Member of Delhi Legislative Assembly
- Incumbent
- Assumed office 8 February 2025
- Preceded by: Shiv Charan Goel
- Constituency: Moti Nagar

Personal details
- Born: 1974 (age 50–51) Delhi, India
- Political party: Bharatiya Janata Party
- Spouse: Dimple Khurana
- Children: Parth Khurana

= Harish Khurana =

Indian politician

Harish Khurana is an Indian politician from Bharatiya Janata Party from Delhi. He was elected as a Member of the Legislative Assembly in the 8th Delhi Assembly from Moti Nagar Assembly constituency. He is a Member of the Bharatiya Janata Party.

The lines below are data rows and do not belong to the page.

PR #2272, opened 2017-01-06
Use load balancers

obino:
This PR puts the file we write for the various services into a single method (AC related). Quite a few services uses to write the address of their members (say the taskqueues nodes) into a file for the stubs to find. This PR avoid the blindly re-write of all of those files each duty cycle, but write them only upon changes.

### DIFF
--- a/AppController/djinn.rb
+++ b/AppController/djinn.rb
@@ -4157,7 +4157,6 @@ class Djinn
     my_public = my_node.public_ip
     my_private = my_node.private_ip
 
-
     # Populate the appropriate list.
     @nodes.each { |node|
       all_ips << node.private_ip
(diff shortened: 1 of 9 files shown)


obino:
OCD run https://ocd.appscale.com:8080/job/Daily%20Build/2463/

AppController/djinn.rb
```diff
@@ -4151,148 +4139,97 @@ def rsync_files(dest_node)
...
+    taskqueue_ips = []
 
     my_public = my_node.public_ip
-    HelperFunctions.write_file("#{APPSCALE_CONFIG_DIR}/my_public_ip", "#{my_public}\n")
-
     my_private = my_node.private_ip
-    HelperFunctions.write_file("#{APPSCALE_CONFIG_DIR}/my_private_ip", "#{my_private}\n")
-
-    head_node_ip = get_shadow.public_ip
-    HelperFunctions.write_file("#{APPSCALE_CONFIG_DIR}/head_node_ip", "#{head_node_ip}\n")
```
menivaitsi: This is used by the dashboard. Without it appscale up hangs.

obino:
OCD run https://ocd.appscale.com:8080/job/Daily%20Build/2530/

AppController/djinn.rb
```diff
@@ -4155,148 +4143,97 @@ def rsync_files(dest_node)
...
+    master_content = master_ips.join("\n") + "\n"
+    search_content = slave_ips.join("\n") + "\n"
+    slaves_content = slave_ips.join("\n") + "\n"
+
+    new_content = all_ips_content + login_content + load_balancer_content +
+      master_content + memcache_content + my_public + my_private +
+      num_of_nodes + taskqueue_content + search_content + slaves_content
+
+    # If nothing changed since last time we wrote locations file(s), skip it.
+    if new_content != @locations_content
```
whoarethebritons: This is still going to be true because the locations_content will have the shuffled taskqueue_ips... If you sorted both taskqueue lists and added it as an "and" to the condition that would test for that. I'm not really concerned about it too much its just not saving us anything right now.

obino: Good point. I addressed it with saving the content locally before we shuffle it, so that we check the 'freshness' of the cache on the un-shuffled TQ list to make ir reproducible.

obino:
OCD run https://ocd.appscale.com:8080/job/Daily%20Build/2546/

Harish Khurana is the son of Delhi third Chief Minister Madan Lal Khurana.
== Early life and education ==
Harish Khurana was born and raised in Delhi, he belongs to a political family of Madan Lal Khurana, who served as the third chief minister of Delhi. He completed his schooling from DAV Public School, Sahibabad and pursued bachelor's in commerce from Ramjas College in University of Delhi in 1995.

== Career ==
He was actively involved in student politics during his college time, where he joined Akhil Bharatiya Vidyarthi Parishad.